WHAT YOU ARE ASKED TO DO =
Among the entries, which lines carry the string "much"? Copy every one.

(Records from a data collection)
------------------------------

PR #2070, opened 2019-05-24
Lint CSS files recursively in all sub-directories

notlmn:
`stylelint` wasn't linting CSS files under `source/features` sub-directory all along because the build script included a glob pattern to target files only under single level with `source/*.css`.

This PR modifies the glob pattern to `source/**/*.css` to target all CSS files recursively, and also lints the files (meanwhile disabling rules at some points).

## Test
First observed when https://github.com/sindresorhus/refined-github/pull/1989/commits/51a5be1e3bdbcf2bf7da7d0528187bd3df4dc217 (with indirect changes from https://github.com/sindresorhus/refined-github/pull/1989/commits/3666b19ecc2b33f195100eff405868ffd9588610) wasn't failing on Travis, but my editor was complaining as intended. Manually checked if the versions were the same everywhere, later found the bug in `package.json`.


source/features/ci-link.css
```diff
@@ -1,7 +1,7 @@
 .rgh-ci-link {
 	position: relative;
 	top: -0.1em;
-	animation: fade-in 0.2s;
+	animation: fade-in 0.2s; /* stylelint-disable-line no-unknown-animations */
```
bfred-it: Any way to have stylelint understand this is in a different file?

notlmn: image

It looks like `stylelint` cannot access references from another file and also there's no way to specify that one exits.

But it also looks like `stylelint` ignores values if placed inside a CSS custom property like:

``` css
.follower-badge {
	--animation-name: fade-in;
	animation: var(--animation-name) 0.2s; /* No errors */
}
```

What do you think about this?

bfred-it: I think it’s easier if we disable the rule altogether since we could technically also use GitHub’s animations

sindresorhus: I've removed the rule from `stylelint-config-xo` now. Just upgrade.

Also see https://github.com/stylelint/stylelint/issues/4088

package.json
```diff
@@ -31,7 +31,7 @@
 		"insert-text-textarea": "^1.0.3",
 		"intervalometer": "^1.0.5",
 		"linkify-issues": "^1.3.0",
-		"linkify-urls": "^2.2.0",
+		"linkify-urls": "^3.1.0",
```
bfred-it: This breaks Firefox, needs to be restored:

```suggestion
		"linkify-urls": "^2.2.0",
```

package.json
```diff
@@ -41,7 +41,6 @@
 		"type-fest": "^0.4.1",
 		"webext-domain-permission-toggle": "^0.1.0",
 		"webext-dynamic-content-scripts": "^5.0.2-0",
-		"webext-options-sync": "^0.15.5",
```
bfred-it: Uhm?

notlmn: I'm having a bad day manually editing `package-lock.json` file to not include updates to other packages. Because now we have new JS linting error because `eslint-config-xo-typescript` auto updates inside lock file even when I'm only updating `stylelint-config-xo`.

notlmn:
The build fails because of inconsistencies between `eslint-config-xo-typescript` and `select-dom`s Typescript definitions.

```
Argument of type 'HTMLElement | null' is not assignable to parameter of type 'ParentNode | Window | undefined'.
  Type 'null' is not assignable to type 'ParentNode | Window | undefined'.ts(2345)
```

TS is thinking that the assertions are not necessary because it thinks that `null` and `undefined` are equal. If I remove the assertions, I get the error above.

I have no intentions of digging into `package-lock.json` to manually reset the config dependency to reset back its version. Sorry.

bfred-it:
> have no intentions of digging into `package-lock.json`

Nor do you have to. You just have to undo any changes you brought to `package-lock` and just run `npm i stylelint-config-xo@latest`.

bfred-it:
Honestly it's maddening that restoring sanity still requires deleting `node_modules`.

------------------------------

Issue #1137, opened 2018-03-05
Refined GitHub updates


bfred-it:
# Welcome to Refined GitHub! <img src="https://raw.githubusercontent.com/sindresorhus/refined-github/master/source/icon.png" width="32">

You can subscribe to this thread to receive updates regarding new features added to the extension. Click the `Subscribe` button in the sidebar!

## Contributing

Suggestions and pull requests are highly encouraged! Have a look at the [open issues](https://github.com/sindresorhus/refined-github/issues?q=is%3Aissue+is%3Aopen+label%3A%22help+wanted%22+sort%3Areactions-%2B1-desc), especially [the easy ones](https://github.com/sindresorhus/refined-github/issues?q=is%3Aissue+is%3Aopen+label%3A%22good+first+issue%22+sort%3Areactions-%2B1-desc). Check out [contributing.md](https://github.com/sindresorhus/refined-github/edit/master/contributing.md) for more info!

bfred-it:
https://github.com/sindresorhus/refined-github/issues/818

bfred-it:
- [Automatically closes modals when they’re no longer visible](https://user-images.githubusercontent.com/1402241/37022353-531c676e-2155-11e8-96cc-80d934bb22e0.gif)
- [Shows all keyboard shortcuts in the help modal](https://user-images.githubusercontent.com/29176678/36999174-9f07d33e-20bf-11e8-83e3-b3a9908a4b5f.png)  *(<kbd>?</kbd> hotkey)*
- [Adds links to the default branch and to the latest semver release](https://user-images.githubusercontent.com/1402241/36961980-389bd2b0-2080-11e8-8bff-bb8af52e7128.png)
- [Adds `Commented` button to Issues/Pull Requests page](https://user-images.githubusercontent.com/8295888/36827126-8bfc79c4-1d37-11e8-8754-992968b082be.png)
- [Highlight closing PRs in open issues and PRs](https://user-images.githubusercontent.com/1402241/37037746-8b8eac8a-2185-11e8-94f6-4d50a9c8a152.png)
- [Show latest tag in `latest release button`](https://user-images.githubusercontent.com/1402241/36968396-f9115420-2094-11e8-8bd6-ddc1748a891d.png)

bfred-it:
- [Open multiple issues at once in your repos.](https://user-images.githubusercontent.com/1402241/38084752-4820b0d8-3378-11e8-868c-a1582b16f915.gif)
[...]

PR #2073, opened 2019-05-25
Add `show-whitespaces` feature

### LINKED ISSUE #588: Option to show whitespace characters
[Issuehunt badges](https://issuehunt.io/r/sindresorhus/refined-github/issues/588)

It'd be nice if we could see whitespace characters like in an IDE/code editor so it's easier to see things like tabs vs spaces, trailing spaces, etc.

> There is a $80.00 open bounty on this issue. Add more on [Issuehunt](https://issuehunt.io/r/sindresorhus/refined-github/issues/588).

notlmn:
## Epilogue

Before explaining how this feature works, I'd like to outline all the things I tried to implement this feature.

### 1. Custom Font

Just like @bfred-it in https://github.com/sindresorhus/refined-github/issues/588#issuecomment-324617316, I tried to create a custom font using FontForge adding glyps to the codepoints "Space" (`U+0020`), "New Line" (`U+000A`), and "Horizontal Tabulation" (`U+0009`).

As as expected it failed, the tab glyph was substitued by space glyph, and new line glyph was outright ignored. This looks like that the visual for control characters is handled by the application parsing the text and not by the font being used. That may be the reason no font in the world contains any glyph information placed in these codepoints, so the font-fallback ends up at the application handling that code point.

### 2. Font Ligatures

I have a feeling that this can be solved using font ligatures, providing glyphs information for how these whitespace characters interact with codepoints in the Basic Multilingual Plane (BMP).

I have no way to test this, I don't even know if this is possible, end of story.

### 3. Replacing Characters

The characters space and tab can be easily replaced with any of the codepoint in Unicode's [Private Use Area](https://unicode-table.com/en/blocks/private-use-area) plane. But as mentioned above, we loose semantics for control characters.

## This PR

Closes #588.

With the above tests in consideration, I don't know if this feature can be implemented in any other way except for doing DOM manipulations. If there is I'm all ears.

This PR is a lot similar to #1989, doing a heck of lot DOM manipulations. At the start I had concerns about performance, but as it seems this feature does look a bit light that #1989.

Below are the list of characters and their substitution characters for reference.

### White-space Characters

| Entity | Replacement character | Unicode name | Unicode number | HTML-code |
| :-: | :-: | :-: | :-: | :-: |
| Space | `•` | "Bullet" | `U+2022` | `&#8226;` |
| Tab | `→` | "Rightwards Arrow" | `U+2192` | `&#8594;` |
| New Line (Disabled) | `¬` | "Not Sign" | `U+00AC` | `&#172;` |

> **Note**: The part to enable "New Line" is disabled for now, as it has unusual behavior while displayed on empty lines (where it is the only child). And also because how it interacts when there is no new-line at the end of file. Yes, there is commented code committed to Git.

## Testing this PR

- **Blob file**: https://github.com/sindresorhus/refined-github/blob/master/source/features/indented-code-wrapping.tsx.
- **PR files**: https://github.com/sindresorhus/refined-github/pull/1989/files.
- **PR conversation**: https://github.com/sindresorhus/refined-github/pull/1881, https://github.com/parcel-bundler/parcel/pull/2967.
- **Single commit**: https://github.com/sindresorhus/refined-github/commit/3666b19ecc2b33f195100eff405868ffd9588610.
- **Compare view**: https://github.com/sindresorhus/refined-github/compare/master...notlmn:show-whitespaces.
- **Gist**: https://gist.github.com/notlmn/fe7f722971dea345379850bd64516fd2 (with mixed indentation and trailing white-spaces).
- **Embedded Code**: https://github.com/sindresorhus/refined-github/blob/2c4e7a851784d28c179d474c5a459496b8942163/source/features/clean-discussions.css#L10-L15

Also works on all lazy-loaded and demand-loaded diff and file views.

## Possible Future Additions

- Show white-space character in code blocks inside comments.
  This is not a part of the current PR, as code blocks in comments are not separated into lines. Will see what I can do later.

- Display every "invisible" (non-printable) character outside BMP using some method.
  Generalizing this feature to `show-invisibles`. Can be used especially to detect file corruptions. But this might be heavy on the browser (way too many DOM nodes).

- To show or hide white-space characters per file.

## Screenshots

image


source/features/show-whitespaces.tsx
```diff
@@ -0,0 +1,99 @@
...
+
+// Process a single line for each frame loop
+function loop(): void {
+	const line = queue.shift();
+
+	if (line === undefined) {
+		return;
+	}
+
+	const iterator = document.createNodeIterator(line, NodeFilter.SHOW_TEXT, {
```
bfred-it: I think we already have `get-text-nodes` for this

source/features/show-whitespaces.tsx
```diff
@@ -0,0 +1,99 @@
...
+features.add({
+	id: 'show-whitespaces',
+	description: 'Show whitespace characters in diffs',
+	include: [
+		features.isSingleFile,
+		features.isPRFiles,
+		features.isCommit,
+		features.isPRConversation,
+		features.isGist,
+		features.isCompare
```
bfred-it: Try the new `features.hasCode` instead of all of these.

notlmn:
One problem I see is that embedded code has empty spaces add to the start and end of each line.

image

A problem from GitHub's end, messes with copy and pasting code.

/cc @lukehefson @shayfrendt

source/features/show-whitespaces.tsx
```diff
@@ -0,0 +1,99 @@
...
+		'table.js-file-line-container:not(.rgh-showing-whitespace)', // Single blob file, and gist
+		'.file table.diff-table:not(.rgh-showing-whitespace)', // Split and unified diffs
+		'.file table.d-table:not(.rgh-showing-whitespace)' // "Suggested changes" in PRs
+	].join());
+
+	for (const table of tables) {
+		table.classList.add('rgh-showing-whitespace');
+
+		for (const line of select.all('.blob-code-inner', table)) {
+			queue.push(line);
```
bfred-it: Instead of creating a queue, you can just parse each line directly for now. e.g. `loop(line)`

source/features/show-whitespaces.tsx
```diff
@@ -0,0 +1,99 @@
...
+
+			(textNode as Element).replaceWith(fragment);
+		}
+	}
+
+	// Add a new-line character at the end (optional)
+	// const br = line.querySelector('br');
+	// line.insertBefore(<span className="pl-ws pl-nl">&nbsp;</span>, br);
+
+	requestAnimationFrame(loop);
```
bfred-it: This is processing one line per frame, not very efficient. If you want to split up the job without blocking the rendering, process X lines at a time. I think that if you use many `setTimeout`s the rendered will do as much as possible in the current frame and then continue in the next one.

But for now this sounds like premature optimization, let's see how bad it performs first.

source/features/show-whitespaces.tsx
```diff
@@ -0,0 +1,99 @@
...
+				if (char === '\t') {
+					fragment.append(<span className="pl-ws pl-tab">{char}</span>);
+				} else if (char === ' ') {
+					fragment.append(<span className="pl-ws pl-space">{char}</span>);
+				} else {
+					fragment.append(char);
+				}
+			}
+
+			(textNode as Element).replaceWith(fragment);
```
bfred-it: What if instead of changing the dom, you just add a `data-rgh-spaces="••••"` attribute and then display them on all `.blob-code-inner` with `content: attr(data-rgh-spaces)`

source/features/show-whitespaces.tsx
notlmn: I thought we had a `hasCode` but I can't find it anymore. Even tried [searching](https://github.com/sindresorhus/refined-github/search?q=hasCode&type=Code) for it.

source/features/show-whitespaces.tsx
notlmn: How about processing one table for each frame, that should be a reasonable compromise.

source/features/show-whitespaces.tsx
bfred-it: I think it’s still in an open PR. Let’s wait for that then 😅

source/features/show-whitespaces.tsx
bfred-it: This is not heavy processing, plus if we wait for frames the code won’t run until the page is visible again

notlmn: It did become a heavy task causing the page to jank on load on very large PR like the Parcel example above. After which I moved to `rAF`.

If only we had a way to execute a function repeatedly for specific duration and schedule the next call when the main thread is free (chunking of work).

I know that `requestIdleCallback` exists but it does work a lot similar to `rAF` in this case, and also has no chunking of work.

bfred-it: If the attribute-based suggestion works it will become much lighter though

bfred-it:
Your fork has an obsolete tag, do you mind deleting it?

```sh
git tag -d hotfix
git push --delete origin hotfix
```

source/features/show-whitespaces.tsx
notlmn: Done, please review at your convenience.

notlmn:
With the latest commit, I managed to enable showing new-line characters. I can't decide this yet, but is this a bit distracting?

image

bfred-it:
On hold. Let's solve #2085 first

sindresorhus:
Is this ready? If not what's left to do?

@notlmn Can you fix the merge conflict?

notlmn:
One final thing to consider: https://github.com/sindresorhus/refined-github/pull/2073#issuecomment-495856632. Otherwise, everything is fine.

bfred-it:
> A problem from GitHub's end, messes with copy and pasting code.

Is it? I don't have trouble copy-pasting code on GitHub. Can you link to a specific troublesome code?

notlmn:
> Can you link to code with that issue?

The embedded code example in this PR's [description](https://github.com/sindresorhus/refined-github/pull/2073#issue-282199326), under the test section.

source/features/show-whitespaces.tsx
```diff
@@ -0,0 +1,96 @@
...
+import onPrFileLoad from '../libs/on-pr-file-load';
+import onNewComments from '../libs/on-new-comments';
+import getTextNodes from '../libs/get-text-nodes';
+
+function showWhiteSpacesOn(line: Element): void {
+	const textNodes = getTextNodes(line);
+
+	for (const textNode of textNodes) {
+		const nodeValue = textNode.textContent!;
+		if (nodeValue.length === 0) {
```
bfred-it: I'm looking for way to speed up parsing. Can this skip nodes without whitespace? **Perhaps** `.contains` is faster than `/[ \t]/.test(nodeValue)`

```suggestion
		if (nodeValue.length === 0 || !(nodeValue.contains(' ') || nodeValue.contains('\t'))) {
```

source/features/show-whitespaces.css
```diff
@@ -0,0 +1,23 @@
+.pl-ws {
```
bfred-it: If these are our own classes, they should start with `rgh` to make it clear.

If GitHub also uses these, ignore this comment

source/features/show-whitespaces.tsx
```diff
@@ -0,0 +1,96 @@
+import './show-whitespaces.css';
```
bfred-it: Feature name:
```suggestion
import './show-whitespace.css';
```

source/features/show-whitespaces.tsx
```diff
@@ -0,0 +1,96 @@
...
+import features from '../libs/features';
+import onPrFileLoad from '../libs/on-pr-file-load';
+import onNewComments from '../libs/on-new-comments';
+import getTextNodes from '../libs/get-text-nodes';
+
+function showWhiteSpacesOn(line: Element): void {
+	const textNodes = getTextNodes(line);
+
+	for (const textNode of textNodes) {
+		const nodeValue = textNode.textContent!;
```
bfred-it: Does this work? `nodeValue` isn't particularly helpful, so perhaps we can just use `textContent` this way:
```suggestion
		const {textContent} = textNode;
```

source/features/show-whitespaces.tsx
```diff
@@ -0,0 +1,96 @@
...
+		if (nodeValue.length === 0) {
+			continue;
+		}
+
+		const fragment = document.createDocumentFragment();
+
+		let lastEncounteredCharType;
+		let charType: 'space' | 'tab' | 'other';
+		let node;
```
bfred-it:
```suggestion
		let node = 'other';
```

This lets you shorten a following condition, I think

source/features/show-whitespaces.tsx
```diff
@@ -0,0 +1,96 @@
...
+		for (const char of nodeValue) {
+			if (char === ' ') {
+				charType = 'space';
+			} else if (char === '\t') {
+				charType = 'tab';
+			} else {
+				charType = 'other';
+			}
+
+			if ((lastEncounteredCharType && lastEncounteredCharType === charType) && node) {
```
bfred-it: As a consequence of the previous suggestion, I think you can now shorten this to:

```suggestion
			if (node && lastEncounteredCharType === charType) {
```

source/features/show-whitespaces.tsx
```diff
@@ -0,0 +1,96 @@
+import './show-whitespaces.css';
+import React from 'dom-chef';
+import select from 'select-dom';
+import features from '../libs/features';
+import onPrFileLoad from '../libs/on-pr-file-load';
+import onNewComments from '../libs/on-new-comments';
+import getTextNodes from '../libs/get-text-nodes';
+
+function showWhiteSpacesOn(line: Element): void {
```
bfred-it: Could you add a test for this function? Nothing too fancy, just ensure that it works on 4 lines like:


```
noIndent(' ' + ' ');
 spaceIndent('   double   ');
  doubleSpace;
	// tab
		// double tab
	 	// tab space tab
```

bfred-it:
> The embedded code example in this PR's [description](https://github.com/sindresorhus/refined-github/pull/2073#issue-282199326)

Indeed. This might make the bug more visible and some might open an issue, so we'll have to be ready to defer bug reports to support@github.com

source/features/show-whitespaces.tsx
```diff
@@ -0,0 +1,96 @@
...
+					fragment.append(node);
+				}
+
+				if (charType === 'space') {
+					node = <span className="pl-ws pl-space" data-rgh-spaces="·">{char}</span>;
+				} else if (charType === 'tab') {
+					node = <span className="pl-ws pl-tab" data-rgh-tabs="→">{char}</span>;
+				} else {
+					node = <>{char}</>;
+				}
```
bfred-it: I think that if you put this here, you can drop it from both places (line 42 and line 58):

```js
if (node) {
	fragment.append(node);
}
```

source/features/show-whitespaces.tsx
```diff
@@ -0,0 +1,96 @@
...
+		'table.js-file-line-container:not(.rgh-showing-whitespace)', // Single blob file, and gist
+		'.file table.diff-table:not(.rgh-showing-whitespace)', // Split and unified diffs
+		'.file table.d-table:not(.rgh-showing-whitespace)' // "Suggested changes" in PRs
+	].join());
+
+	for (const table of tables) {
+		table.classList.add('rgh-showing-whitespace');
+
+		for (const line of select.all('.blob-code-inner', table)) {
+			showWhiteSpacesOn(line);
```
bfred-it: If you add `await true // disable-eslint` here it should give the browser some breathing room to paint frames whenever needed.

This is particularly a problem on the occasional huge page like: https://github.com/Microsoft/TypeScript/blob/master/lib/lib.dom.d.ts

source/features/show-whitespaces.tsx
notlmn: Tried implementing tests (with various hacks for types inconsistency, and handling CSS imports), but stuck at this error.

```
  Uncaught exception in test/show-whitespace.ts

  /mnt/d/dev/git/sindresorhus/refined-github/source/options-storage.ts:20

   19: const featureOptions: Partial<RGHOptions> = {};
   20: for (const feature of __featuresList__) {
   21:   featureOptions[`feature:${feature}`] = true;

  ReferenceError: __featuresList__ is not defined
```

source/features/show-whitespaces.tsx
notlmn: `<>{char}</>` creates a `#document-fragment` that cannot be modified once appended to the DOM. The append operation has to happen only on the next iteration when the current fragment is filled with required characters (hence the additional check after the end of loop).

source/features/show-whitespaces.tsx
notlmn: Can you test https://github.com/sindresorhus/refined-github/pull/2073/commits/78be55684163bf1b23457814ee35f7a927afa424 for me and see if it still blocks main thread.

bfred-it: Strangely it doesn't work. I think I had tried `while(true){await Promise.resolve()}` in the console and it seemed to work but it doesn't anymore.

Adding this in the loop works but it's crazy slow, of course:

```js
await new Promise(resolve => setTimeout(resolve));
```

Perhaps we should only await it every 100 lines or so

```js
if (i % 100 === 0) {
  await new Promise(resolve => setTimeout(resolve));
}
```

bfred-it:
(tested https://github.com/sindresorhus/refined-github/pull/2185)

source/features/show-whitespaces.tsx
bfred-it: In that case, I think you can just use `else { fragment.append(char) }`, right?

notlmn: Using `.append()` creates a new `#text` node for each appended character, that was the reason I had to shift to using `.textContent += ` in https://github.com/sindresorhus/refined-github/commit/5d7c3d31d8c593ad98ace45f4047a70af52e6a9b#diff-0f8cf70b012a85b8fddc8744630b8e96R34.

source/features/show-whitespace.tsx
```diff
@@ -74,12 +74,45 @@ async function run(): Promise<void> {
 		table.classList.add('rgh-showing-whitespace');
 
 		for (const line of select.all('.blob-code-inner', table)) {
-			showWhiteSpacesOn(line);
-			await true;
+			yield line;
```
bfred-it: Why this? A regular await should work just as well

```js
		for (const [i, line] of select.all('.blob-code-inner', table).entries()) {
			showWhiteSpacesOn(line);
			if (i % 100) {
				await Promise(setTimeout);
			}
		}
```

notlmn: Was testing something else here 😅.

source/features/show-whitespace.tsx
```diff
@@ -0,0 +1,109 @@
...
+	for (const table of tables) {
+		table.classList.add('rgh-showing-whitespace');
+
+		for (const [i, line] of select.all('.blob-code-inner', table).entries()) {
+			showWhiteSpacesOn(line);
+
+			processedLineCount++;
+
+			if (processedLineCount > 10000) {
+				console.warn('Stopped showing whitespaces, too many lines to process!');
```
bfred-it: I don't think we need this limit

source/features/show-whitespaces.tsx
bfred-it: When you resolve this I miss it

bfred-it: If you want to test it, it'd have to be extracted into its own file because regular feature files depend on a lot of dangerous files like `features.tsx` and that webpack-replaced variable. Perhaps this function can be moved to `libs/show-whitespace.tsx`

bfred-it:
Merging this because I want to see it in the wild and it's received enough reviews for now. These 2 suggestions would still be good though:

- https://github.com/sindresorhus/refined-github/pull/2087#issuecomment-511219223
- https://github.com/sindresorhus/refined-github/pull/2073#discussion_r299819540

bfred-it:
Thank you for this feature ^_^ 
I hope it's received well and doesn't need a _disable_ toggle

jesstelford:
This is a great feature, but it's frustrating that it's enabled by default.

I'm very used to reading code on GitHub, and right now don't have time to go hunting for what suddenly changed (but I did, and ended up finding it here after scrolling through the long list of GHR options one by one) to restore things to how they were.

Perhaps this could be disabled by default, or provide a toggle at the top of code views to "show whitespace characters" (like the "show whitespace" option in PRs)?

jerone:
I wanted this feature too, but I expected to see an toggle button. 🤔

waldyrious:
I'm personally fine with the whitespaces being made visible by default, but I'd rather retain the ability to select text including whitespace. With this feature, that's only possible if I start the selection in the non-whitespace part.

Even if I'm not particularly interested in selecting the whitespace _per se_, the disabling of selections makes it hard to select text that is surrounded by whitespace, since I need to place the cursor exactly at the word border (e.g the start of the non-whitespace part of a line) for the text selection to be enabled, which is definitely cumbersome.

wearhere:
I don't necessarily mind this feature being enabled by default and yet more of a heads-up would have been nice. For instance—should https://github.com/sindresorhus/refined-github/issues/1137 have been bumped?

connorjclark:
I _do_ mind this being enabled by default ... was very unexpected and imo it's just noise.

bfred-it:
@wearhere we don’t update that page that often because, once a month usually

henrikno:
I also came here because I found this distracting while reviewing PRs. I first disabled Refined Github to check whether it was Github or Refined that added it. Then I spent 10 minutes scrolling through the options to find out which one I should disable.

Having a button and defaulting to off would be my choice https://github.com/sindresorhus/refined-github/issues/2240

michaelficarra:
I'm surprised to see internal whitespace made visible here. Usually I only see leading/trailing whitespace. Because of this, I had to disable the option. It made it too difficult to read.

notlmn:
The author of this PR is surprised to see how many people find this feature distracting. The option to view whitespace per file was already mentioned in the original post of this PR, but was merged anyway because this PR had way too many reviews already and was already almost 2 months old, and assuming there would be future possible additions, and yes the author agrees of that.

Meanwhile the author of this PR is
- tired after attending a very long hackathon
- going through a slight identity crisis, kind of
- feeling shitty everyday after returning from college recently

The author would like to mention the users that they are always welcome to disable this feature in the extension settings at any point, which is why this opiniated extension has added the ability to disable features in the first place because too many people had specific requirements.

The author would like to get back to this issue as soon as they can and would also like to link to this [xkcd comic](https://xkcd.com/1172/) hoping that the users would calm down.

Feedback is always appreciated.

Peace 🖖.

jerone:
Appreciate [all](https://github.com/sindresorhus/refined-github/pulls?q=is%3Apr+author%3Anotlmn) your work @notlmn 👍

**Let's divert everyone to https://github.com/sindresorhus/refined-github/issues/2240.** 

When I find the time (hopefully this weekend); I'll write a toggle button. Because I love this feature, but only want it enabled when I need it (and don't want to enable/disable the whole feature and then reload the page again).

------------------------------

SOLUTION TO THIS EXERCISE =
bfred-it: This is processing one line per frame, not very efficient. If you want to split up the job without blocking the rendering, process X lines at a time. I think that if you use many `setTimeout`s the rendered will do as much as possible in the current frame and then continue in the next one.
bfred-it: If the attribute-based suggestion works it will become much lighter though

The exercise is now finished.